We’d just visited James Herriot’s house in Thirsk and were in need of some nourishment.

The World of James Herriot is an excellent visitor attraction. It uses the original house and practice of the world famous vet and is an amazing glimpse into his world.

James Alfred Wight (1916-1995) arrived in North Yorkshire in 1940 all ready to take up a position as assistant vet at 23 Kirkgate, Thirsk. He had recently completed his animal education at Glasgow Veterinary College and was originally headed for Sunderland but decided he’d rather work at a rural practice and wound up in Thirsk. He stayed there for 50 years.

His wife says that he would always say he’d include little episodes of his vet experiences in a book which he never started writing. She told him so and, basically to prove her wrong, he started writing.

He chose the pen name James Herriot after a Birmingham City goal keeper called Jim Herriot. Delightfully, he also played for Dunfermline (c’mon the Parrs!).
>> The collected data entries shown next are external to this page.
PR #5564, opened 2024-04-28
[CORE] Fix delta.package.name error

ulysses-you:

The `delta.package.name` of Spark3.5 is `delta-spark`, we should use property to specify the delta artifactId.

## How was this patch tested?

Pass `mvn spotless:apply -Pspark-3.2,spark-3.3,spark-3.4,spark-3.5 -Pbackends-velox -Pbackends-clickhouse -Prss -Pspark-ut`

### DIFF
--- a/pom.xml
+++ b/pom.xml
@@ -139,8 +139,8 @@
         <sparkshim.module.name>spark32</sparkshim.module.name>
         <sparkshim.artifactId>spark-sql-columnar-shims-spark32</sparkshim.artifactId>
         <spark.version>3.2.2</spark.version>
-	<iceberg.version>1.3.1</iceberg.version>
-	<delta.package.name>delta-core</delta.package.name>
+        <iceberg.version>1.3.1</iceberg.version>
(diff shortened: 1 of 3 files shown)


pom.xml
```diff
@@ -139,8 +139,8 @@
         <sparkshim.module.name>spark32</sparkshim.module.name>
         <sparkshim.artifactId>spark-sql-columnar-shims-spark32</sparkshim.artifactId>
         <spark.version>3.2.2</spark.version>
-	<iceberg.version>1.3.1</iceberg.version>
-	<delta.package.name>delta-core</delta.package.name>
+        <iceberg.version>1.3.1</iceberg.version>
```
yma11, line 142: Seems the change should only be needed for CH backend.  Why diff exists here?

ulysses-you: this is a small style fix, before it looks like:
image

yma11: Oh, didn't notice this. Thanks for change.

yma11 (approved):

Alf had to use a pen name because otherwise, using his own name may have been construed as advertising, something vets weren’t allowed to do. I don’t know why. I assume everyone else could.

Mirinda absolutely loved the place. As she wandered from room to room, she wore a permanent smile on her face. It was lovely to see.

Mind you, she was smiling in the White Rose Tea & Book Shop as well. She was joking with the woman at the counter who asked where her accent was from. Mirinda, quick as a flash said “Surrey.

The woman then said she thought it was a bit further south than that. Oh, how they both laughed when Mirinda admitted she was Australian. Turns out the woman was originally from Eastleigh and now loves living in Thirsk. I must say, their coffee was excellent so North Yorkshire must be doing something right.

Their scones were very good as well, something I unfortunately can’t say about the scones we had at the very out of the way, Hawnby Tea Shop.

The tea room at Hawnby is very quaint and, in the height of summer, would be an excellent stopping off point during a country walk. It was also an excellent place to rest our bones and sip a cup of tea after driving down narrow lanes, through thick clouds across the moors.

In fact, Mirinda had to reverse twice in order to allow big trucks to pass us. My heart sank. I worried we were in for another French tractor incident. But no, Mirinda managed to navigate the lanes both forwards and backwards with great skill and delivered us safely at Hawnby.

As well as narrow lanes and low clouds, there was a lot of rain today. At one point, as we approached Thirsk on our way back to Sandhutton, the rain was so torrential we could hardly see through the windscreen. I felt a bit sorry for the chap walking his dogs across the road in the centre of town. I mean, the poor chap didn’t even have a hat.

All round, we had a marvellous day experiencing some fine Yorkshire weather, visiting Herriot World, a couple of tearooms, a pub and just a bit of the North Yorkshire moors.